The railroad ran through the town from the northwest to the southeast. All of the original streets of Bismarck, with the exception of Main and Center, were named after trees.

In 1877, Bismarck was incorporated as a town by the County Court and the first trustees were William H. Gullivan, Benjamin Schoch, C. C. Grider, George H. Kelly and A. H. Tegmeyer. In the year 1881, this incorporation was abolished. Since that time, Bismarck has been reincorporated. According to folklorist Margot Ford McMillen the name of the town caused some difficult times for residents following America's entry into World War I. With patriotism running high, a town named for a famous German leader was seen as "un-American", and prompted some citizens to advocate changing the name to "Loyal". However the majority of residents soundly rejected the idea.

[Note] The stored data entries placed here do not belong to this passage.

PR #697, opened 2022-11-15
ACQ-2013: change background color

danieleruiz:
### Description
The colour of the “sorry” error does not align with the new errors colour scheme 

### Ticket
[Ticket](https://financialtimes.atlassian.net/browse/ACQ-2013)
### Screenshots
image

### DIFF
--- a/styles/message.scss
+++ b/styles/message.scss
@@ -10,8 +10,7 @@
 	.ncf__wrapper & &__message {
 		.o-message--error {
 			color: oColorsByName('crimson');
-			background-color: oColorsMix('crimson', 'white', 10);
-
+		  	background-color: oColorsMix(_oFormsGet('invalid-base'), $percentage: 10);
 			.o-message__actions__primary {
 				background-color: oColorsMix('crimson', 'white', 10);
 				&:hover {


styles/message.scss
```diff
@@ -10,8 +10,7 @@
 	.ncf__wrapper & &__message {
 		.o-message--error {
 			color: oColorsByName('crimson');
-			background-color: oColorsMix('crimson', 'white', 10);
-
+		  	background-color: oColorsMix(_oFormsGet('invalid-base'), $percentage: 10);
```
ludrob, line 13: Disclaimer: my scss skills are rubbish.

So I was wondering what _oFormsGet was, I could not find it in the doc.
After diffing a big, I found it here: https://github.com/Financial-Times/origami/blob/dece7a9391c12478fb9e114821812f8d950ddaba/components/o-forms/src/scss/shared/_brand.scss#L3

I didn't go through the whole stack yet, but before I go any deeper, is it the correct method?
Should we be using this? It looks like a private thing not intended for use by consumers.

Also, it was said at standup that we should not be using this color anywhere.
And we have this just below:
```
.o-message__actions__primary {
				background-color: oColorsMix('crimson', 'white', 10);
				&:hover {
					background-color: oColorsMix('crimson', 'white', 20);
				}
```

We should check if that needs to be changed as well (could be a separate PR/ticket)

@JuanTincho @jorbuedo any thoughts here?

danieleruiz: **_oFormsGet**  use **oBrandGet**.I think is a method to retrieve the brand properties for specific components --> https://github.com/Financial-Times/o-brand/tree/e67b45a22364e0d467e17e48363353a4940cec36#obrandget

jorbuedo (approved):

styles/message.scss
JuanTincho: Hi! As far as I remember we just need to remove this class in n-conversion-forms and need to keep the original colours set in Origami.

PR #700, opened 2022-11-25
ACQ-2035: remove unused deps

ludrob:
### Description
We have some left over dependencies from our mocha/chai/sinon era.
We now use jest.

Initial goal of the PR was just to clean the dependencies mentioned above but lint failed on commit for genuine reasons.

I've looked into what we do and realised that there is something wrong with the linter on local/CI.
And we end up with some issues in the code, on main branch, right now.

Examples:
- https://github.com/Financial-Times/n-conversion-forms/blob/main/components/payment-term.stories.js#L47
- https://github.com/Financial-Times/n-conversion-forms/blob/main/components/payment-term.stories.js#L90

Those changes are also fairly recent, they came in after the latest lint changes.

Because this is not the first time this happen and we've never had these issues after we've introduces prettier on next-subscribe, I just went ahead and added prettier in this repo as well.

I've run it over the code base, hence the big change set.

**Nothing should be breaking, but I will release this as a major**, as a precaution and because of the big change set.

Most changes in the PR are just prettier reformatting things, the real changes are highlighted below.

1) remove "allowtransparency" from payment type
https://github.com/Financial-Times/n-conversion-forms/pull/700/files#diff-7324545addd601e52f1f4abf961bc13252f2cc3522a8b4e51e074b182a83b7b9L210
Both linter and w3c validator will fail with something like: there is no attribute "allowtransparency"
Because 'allowtransparency' is indeed not a valid iframe attribute.

I have tested the change linking in npm and the payment iframe renders just fine:
image

2) add prettier as a plugin to eslint
https://github.com/Financial-Times/n-conversion-forms/pull/700/files#diff-e2954b558f2aa82baff0e30964490d12942e0e251c1aa56c3294de6ec67b7cf5R2-R7
Using eslint-plugin-prettier: https://github.com/Financial-Times/n-conversion-forms/pull/700/files#diff-7ae45ad102eab3b6d7e7896acd08c427a9b25b346470d7bc6507b6481575d519R54

3) run prettier on commit/push, using pretty-quick to reformat changed files only
https://github.com/Financial-Times/n-conversion-forms/pull/700/files#diff-7ae45ad102eab3b6d7e7896acd08c427a9b25b346470d7bc6507b6481575d519R83-R84

And that should be it.

Last point: I do not really mind about what rules we use for prettier (I've just copied from next-subscribe), prettier will reformat to whatever is needed, **this is not about setting a particular code style but to ensure that we have consistent code style** in the repo and that **linters behave correctly**.

### Ticket
https://financialtimes.atlassian.net/browse/ACQ-2035

### Screenshots

| Before | After |
| ------ | ----- |
|        |       |

### Reminder


ludrob:
There is something wrong with the linter on CI.
And most likely on local as well, since there are some issues in the code right now.

Example:
- https://github.com/Financial-Times/n-conversion-forms/blob/main/components/payment-term.stories.js#L47
- https://github.com/Financial-Times/n-conversion-forms/blob/main/components/payment-term.stories.js#L90

.eslintignore
```diff
@@ -1,3 +1,4 @@
 /node_modules
 /dist
 /.eslintrc.js
+/public
```
ludrob, line 4:
```suggestion
```

AniaMakes (approved):
I had a minor gripe with having a mix of double and single quotes eg
```
{
	quote:
		"The problem with quotes found on the internet, is that they're often not true - Abraham Lincoln",
	link: 'https://ft.com/world',
}
```
as well as different test `should` cases, but Ludo has done some digging and it turns out that several hundred repos use this prettier config, including next-retention, and I just never noticed 😅 

I'm happy with this addition of prettier + changes needed for compliance with prettier.

joejeet (approved):
Looks all good. 
My only concern will be, I hope the dev dependencies we removed are not breaking anything. Let's roll it out and test it.

danieleruiz (approved):

PR #2417, opened 2021-12-16
fix(nuxt3): cache `useCookie` ref on nuxtApp instance

### LINKED ISSUE #2416: `useCookie` state is stored independently
### Environment

- Operating System: `Darwin`
- Nuxt Version:     `3.0.0`
- Bundler:          `Vite`
- User Config:      `-`
- Runtime Modules:  `-`
- Build Modules:    `-`

### Reproduction

```vue
<template>
  <div>
    <h1>
      {{ cookie2 }}
    </h1>
    <button @click="cookie1 = (Math.random() * 100).toFixed()">
      Change cookie
    </button>
  </div>
</template>

<script setup>
const cookie1 = useCookie('test')
const cookie2 = useCookie('test')
</script>
```

### Describe the bug

Multiple invocations of `useCookie` are not synced, and so setting one will not trigger a change to others. This is not a bug per-se, but it's inconsistent compared to `useState`, for example...

### Additional context

_No response_

### Logs

_No response_

danielroe:
### 🔗 Linked issue

resolves #2416

### ❓ Type of change

### 📚 Description

This PR caches `useCookie` refs so that they will be reactive across invocations of `useCookie`. There's a memory overhead for this as the refs will persist in memory but cookies are normally small and few in number, so I think the benefit outweights the risk.

### 📝 Checklist

### DIFF
--- a/packages/nuxt3/src/app/composables/cookie.ts
+++ b/packages/nuxt3/src/app/composables/cookie.ts
@@ -22,6 +22,12 @@ const CookieDefaults: CookieOptions<any> = {
 }
 
 export function useCookie <T=string> (name: string, _opts?: CookieOptions<T>): CookieRef<T> {
+  const nuxtApp = useNuxtApp()
+  nuxtApp._cookies = nuxtApp._cookies || {}
+  if (nuxtApp._cookies[name]) {
+    return nuxtApp._cookies[name]
+  }
+
   const opts = { ...CookieDefaults, ..._opts }
   const cookies = readRawCookies(opts)
 
@@ -39,6 +45,8 @@ export function useCookie <T=string> (name: string, _opts?: CookieOptions<T>): C
       }
     })
   }
+
+  nuxtApp._cookies[name] = cookie
 
   return cookie as CookieRef<T>
 }


pi0:
We probably need to only use cache if options are not provided or create separate cache keys. `useCookie` ref behavior can be different when options are provided. 

BTW as a best practice, as mentioned in docs, one can create a shared composable and using auto imports. This helps preserving ref, types and using same cookie options

danielroe:
It's definitely best practice to create a shared composable - and caching the ref does certainly provide a foot-gun opportunity. But if we don't implement caching for refs, then each composable will need to re-implement it themselves.

Some options:
* we can implement cache and leave user to handle potential issues due to passing incompatible options to different instances
* we could add a `cache` _option_ for opt-in usage
* we could add a `useSharedValue` composable that handles caching a value on the nuxt app instance, which could be used in creating the kind of shared composable we have in mind

For the last option implementation could be something like:

```js
export const useMyCookie = () => {
  return useSharedValue('my-cookie', () => useCookie('my-cookie'))
}
```

pi0:
Maybe we could simply consider a hash of opts in the cache key? In the future would be nice to refactor composable caching mechanism out

pi0:
I wish we could have a native API to watch cookie changes but even browsers don't have a proper spec for this. Maybe we could use a hook to notify other `useCookie` instances reading cookie again?

BTW I think still using cache but with proper cache-key makes sense. Any approach we do, there is an overhead for each instance creating using incrementor or hook listener. And this is a common issue for composables to solve for caching multiple calls.

danielroe:
Let's avoid caching refs but use a hook to ensure cookies stay in sync.

Issue #2337, opened 2021-12-10
useMeta removes existing tags and then adds them all again


nndnha:
### Environment

- Operating System: `Linux`
- Node Version:     `v14.16.0`
- Nuxt Version:     `3-3.0.0-27237303.6acfdcd`
- Package Manager:  `npm`
- Bundler:          `Webpack`
- User Config:      `-`
- Runtime Modules:  `-`
- Build Modules:    `-`

### Reproduction

https://stackblitz.com/edit/github-jmj87r?file=app.vue

https://user-images.githubusercontent.com/12961516/145565306-7df3339a-3a11-4268-ab07-cc0fb9240d24.mp4

### Describe the bug

The body's background color is set to `#000` in the `style` tag when the page has loaded, when client hydrated that `style` is removed firstly then added again, this makes the screen flickering.

I added an extra script that uses `MutationObserver` to logs the add/remove element events. It shows that the `style` element is removed firstly then added again.  I think `useMeta` shouldn't touch these existing tags.

danielroe:
Resolved with the latest version of `@vueuse/head`.

PR #2419, opened 2021-12-16
fix(nuxt3): don't immediately trigger update dom

nndnha:
### 🔗 Linked issue

#2337 
vueuse/head#45

### ❓ Type of change

### 📚 Description

`watchEffect` is an eager watch by immediately executing the DOM update. At the first DOM update after the page has been loaded, vueuse/head library will remove all existing attributes and then set them all to the same old values again, for some attribute like `class`, `style`... this toggle will make the screen flickering. I think `watch` is a proper choice in this case.

### 📝 Checklist


fabiwlf:
Why was it closed?

nndnha:
> Why was it closed? This issue still exists and your fix seems to work fine

In think the root of this problem is here https://github.com/vueuse/head/issues/45 so this wasn't Nuxt's issue.

PR #2437, opened 2021-12-17
add components.d.ts as a reference in nuxt.d.ts

acidjazz:
hopefully this helps ide's pick up auto-imported local components

### ❓ Type of change

### 📝 Checklist


danielroe:
@acidjazz Thank you! Could you provide an issue with reproduction?

I'm up for changing things if there's an issue, but this is currently what we're doing:

https://github.com/nuxt/framework/blob/3eed5cb193ca1b57c96215295281047cd5aca72f/packages/nuxt3/src/components/module.ts#L83-L87

So if there's an issue it might be broader than just adding `components.d.ts`

acidjazz:
@danielroe this helps PHPStorm and WebStorm identify components.. but its still a bit dodgy, and like we discussed on discord it might be best to let the IDE's fix their Vue+TS compatibility,

PR #2442, opened 2021-12-18
fix(nuxt3): `useRoute` reflecting route changes

### LINKED ISSUE #2441: `useRoute` is not updated after initially being set
### Environment

- Operating System: `Linux`
- Node Version:     `v14.18.2`
- Nuxt Version:     `3.0.0-27328916.daec432`
- Bundler:          `Vite`
- User Config:      `meta`, `css`, `buildModules`, `unocss`, `vite`, `publicRuntimeConfig`
- Runtime Modules:  `-`
- Build Modules:    `@vueuse/nuxt@7.4.0`, `@unocss/nuxt@0.16.4`

### Reproduction

Reproduction simply requires multiple (`/a and /b` ) routes to be created in the `pages` directory.

navigate to `/a` then check useRoute().path, it's value will be `/a` as expected

however though, upon navigating to `/b` then checking useRoute().path. You'll notice that the current route instance has not been updated and still reflects the route that was initially navigated to, ie: `/a`

### Describe the bug

[#2406](https://github.com/nuxt/framework/pull/2406)

the changes to useRoute() made in the above PR prevents the current route from being correctly reflected after it is initially set.

### Additional context

_No response_

### Logs

_No response_

Diizzayy:
### 🔗 Linked issue

resolves #2441 

### ❓ Type of change

### 📚 Description

This PR allows useRoute() to properly reflect the updated current route after it's initially set.

### 📝 Checklist

### DIFF
--- a/packages/nuxt3/src/pages/runtime/composables.ts
+++ b/packages/nuxt3/src/pages/runtime/composables.ts
@@ -8,9 +8,6 @@ export const useRouter = () => {
 
 export const useRoute = (): RouteLocationNormalizedLoaded => {
   const nuxtApp = useNuxtApp()
-  if (nuxtApp._route) {
-    return nuxtApp._route
-  }
 
   const currentRoute = (nuxtApp.$router as Router).currentRoute
 


packages/nuxt3/src/pages/runtime/composables.ts
```diff
@@ -8,9 +8,6 @@ export const useRouter = () => {
 
 export const useRoute = (): RouteLocationNormalizedLoaded => {
   const nuxtApp = useNuxtApp()
-  if (nuxtApp._route) {
-    return nuxtApp._route
-  }
```
danielroe, line 13: This means we'd be creating a new computed object on each call of `useRoute`, which does resolve the issue (but at a performance cost). It's unclear why this composable as written isn't working, but I've put in an alternative approach in #2443 which resolves the issue by simply creating the reactive route at the same time the router is creatd.

Diizzayy: Ahh, this makes perfect sense. After overviewing your changes I see the problem of the performance cost you pointed out.

PR #2456, opened 2021-12-20
fix(schema): handle null/undefined values in `runtimeConfig`

### LINKED ISSUE #2423: Environment variables in privateRuntimeConfig do not work in production
### Environment

- Operating System: `Darwin`
- Nuxt Version:     `3.0.0-27324955.23397e6`
- Package Manager:  `yarn@1.21.1`
- Bundler:          `Vite`
- User Config:      `privateRuntimeConfig`
- Runtime Modules:  `-`
- Build Modules:    `-`

### Reproduction

Reproduction repo: https://github.com/cyruscollier/nuxt3-demos/tree/private-runtime-config

Reproduction steps:

- Run `PRIVATE_TEST=test yarn dev`
- Visit http://localhost:3000. The environment variable / private runtime config value correctly displayed
- Run `yarn build`
- Run `PRIVATE_TEST=test node .output/server/index.mjs`
- Visit http://localhost:3000. The private runtime config value is missing. 

Looking inside of `.output/server/chunks/app/render.mjs` this code is generated:

```
const _runtimeConfig = {"public":{"app":{"basePath":"/","assetsPath":"/_nuxt/","cdnURL":null}},"private":{}};
for (const type of ["private", "public"]) {
  for (const key in _runtimeConfig[type]) {
    _runtimeConfig[type][key] = destr(process.env[key] || _runtimeConfig[type][key]);
  }
}
```

It appears that because the `private` key is empty, the loading mechanism of the environment variables is lost.

### Describe the bug

When environment variables are used in the private runtime config, they are not loaded during a production build. They do get statically copied into the bundle when a `.env` file is used, but not when using live environment variables.

### Additional context

_No response_

### Logs

_No response_

danielroe:
### 🔗 Linked issue

resolves #2423

### ❓ Type of change

### 📚 Description

By default `defu` doesn't process values that are null or undefined at the top level:

https://github.com/unjs/defu/blob/main/src/defu.ts#L22-L24

But we likely want to preserve these in `runtimeConfig` as this enables the runtime check for the existence of these environment variables.

I've also switched to using `devalue` for Nitro's runtimeConfig as this enables us to preserve `undefined` values.

### 📝 Checklist

### DIFF
--- a/packages/schema/src/config/_common.ts
+++ b/packages/schema/src/config/_common.ts
@@ -714,6 +714,6 @@ export default {
    * @version 3
    */
   publicRuntimeConfig: {
-    $resolve: (val = {}, get) => ({ ...val, app: defu(val.app, get('app') })
+    $resolve: (val = {}, get) => ({ ...val, app: defu(val.app, get('app')) })
   },
 }
--- a/packages/schema/src/config/_common.ts
+++ b/packages/schema/src/config/_common.ts
@@ -714,6 +714,6 @@ export default {
    * @version 3
    */
   publicRuntimeConfig: {
-    $resolve: (val, get) => defu(val, { app: get('app') })
+    $resolve: (val, get) =>  Object.assign({}, val, defu(val, { app: get('app') }))
   },
 }
--- a/packages/schema/src/config/_common.ts
+++ b/packages/schema/src/config/_common.ts
@@ -714,6 +714,6 @@ export default {
    * @version 3
    */
   publicRuntimeConfig: {
-    $resolve: (val, get) =>  Object.assign({}, val, defu(val, { app: get('app') }))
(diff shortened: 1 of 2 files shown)


packages/schema/src/config/_common.ts
```diff
@@ -714,6 +714,6 @@ export default {
    * @version 3
    */
   publicRuntimeConfig: {
-    $resolve: (val, get) => defu(val, { app: get('app') })
+    $resolve: (val, get) => Object.assign({}, val, defu(val, { app: get('app') }))
```
pi0, line 717:
```suggestion
    $resolve: (val = {}, get) => ({ ...val, app: defu(val.app, get('app') })
```

danielroe: much cleaner

PR #2481, opened 2021-12-21
fix(nuxt3): don't mutate options when unsetting cookie

### LINKED ISSUE #2480: `useCookie` can't set cookies after clearing it
### Environment

- Operating System: `Darwin`
- Nuxt Version:     `3.0.0`
- Bundler:          `Vite`
- User Config:      `-`
- Runtime Modules:  `-`
- Build Modules:    `-`

### Reproduction

```js
const cookie = useCookie('test-cookie')
cookie.value = null

function setCookie() {
  cookie.value = 'some value'
}
```

### Describe the bug

we are mutating cookie options here:
https://github.com/nuxt/framework/blob/6a25d3e245a88d3c838dafa643a5210dba625d73/packages/nuxt3/src/app/composables/cookie.ts#L61-L63

### Additional context

_No response_

### Logs

_No response_

danielroe:
### 🔗 Linked issue

resolves #2480

### ❓ Type of change

### 📚 Description

When unsetting the cookie, we were mutating the options which mean that any subsequent setting of cookie value would have a `maxAge` of `-1`, which would effectively unset the cookie immediately.

https://github.com/nuxt/framework/blob/6a25d3e245a88d3c838dafa643a5210dba625d73/packages/nuxt3/src/app/composables/cookie.ts#L61-L63

This PR clones the options in the serialize function so we don't mutate the original options object.

### 📝 Checklist

### DIFF
--- a/packages/nuxt3/src/app/composables/cookie.ts
+++ b/packages/nuxt3/src/app/composables/cookie.ts
@@ -57,7 +57,8 @@ function readRawCookies (opts: CookieOptions = {}): Record<string, string> {
   }
 }
 
-function serializeCookie (name: string, value: any, opts: CookieSerializeOptions = {}) {
+function serializeCookie (name: string, value: any, _opts: CookieSerializeOptions = {}) {
+  const opts = { ..._opts }
   if (value === null || value === undefined) {
     opts.maxAge = -1
   }
--- a/packages/nuxt3/src/app/composables/cookie.ts
+++ b/packages/nuxt3/src/app/composables/cookie.ts
@@ -57,10 +57,9 @@ function readRawCookies (opts: CookieOptions = {}): Record<string, string> {
   }
 }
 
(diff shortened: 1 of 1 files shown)


packages/nuxt3/src/app/composables/cookie.ts
```diff
@@ -57,7 +57,8 @@ function readRawCookies (opts: CookieOptions = {}): Record<string, string> {
   }
 }
 
-function serializeCookie (name: string, value: any, opts: CookieSerializeOptions = {}) {
+function serializeCookie (name: string, value: any, _opts: CookieSerializeOptions = {}) {
+  const opts = { ..._opts }
```
pi0, line 61: Perf: Maybe we could set a flag like `const removeCookie = value === null || value === undefined` and only destructure+merge when is set?

pi0 (approved):

PR #2559, opened 2021-12-28
docs: add Stackblitz links for examples

antfu:
### 🔗 Linked issue

In the future we could also have some meta info for each example in a JSON file, with a short descriptions and pointers to docs

### ❓ Type of change

### 📝 Checklist

### DIFF
--- a/examples/README.md
+++ b/examples/README.md
@@ -1,0 +1,17 @@
+# Nuxt 3 Examples
+
+| Example | Source | Playground |
+|---|---|---|
+| `hello-world` | [GitHub](https://github.com/nuxt/framework/tree/main/examples/hello-world) | [Play Online](https://stackblitz.com/github/nuxt/framework/tree/main/examples/hello-world?file=app.vue) |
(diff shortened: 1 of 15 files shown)


pi0:
Love it! Thanks!

pi0:
Some comments:
- We need to fix lint issue (probably also with auto-update script)
- We probably don't need to maintain a `.stackblitzrc` file and reduce boilerplate
  - `installDependencies` can be part of `startCommand`
  - `startCommand` can be embedded as `?command` query string
- Maybe making a symlink from docs to also display table somewhere? (~> #1960)

antfu:
> startCommand can be embedded as ?command query string

That sounds like a good idea. But it does not seem to work and I didn't find it documented anywhere either, did I missed anything?

pi0:
My fault! Query is `terminal=`. Example:

- https://stackblitz.com/github/nuxt/framework/tree/main/examples/use-cookie?terminal=dev

antfu:
Where did you learn that magic? 🤣

Updated

pi0 (approved):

The population about 1910 was 848. It is now 1,579.

==Geography==
According to the United States Census Bureau, the city has a total area of 1.00 sqmi, all land.

==Demographics==

Historical population
| Census | Pop. | Note | %± |
| 1880 | 285 |  | — |
| 1890 | 837 |  | 193.7% |
| 1900 | 708 |  | −15.4% |
| 1910 | 848 |  | 19.8% |
| 1920 | 949 |  | 11.9% |
| 1930 | 1,185 |  | 24.9% |
| 1940 | 1,302 |  | 9.9% |
| 1950 | 1,244 |  | −4.5% |
| 1960 | 1,237 |  | −0.6% |
| 1970 | 1,387 |  | 12.1% |
| 1980 | 1,625 |  | 17.2% |
| 1990 | 1,579 |  | −2.8% |
| 2000 | 1,470 |  | −6.9% |
| 2010 | 1,546 |  | 5.2% |
| 2020 | 1,239 |  | −19.9% |
U.S. Decennial Census 2013 Estimate

===2010 census===
As of the census of 2010, there were 1,546 people, 634 households, and 410 families residing in the city. The population density was 1546.0 PD/sqmi. There were 723 housing units at an average density of 723.0 /sqmi. The racial makeup of the city was 97.61% White, 0.26% Black or African American, 0.91% Native American, 0.06% Asian, 0.13% from other races, and 1.03% from two or more races. Hispanic or Latino of any race were 0.65% of the population.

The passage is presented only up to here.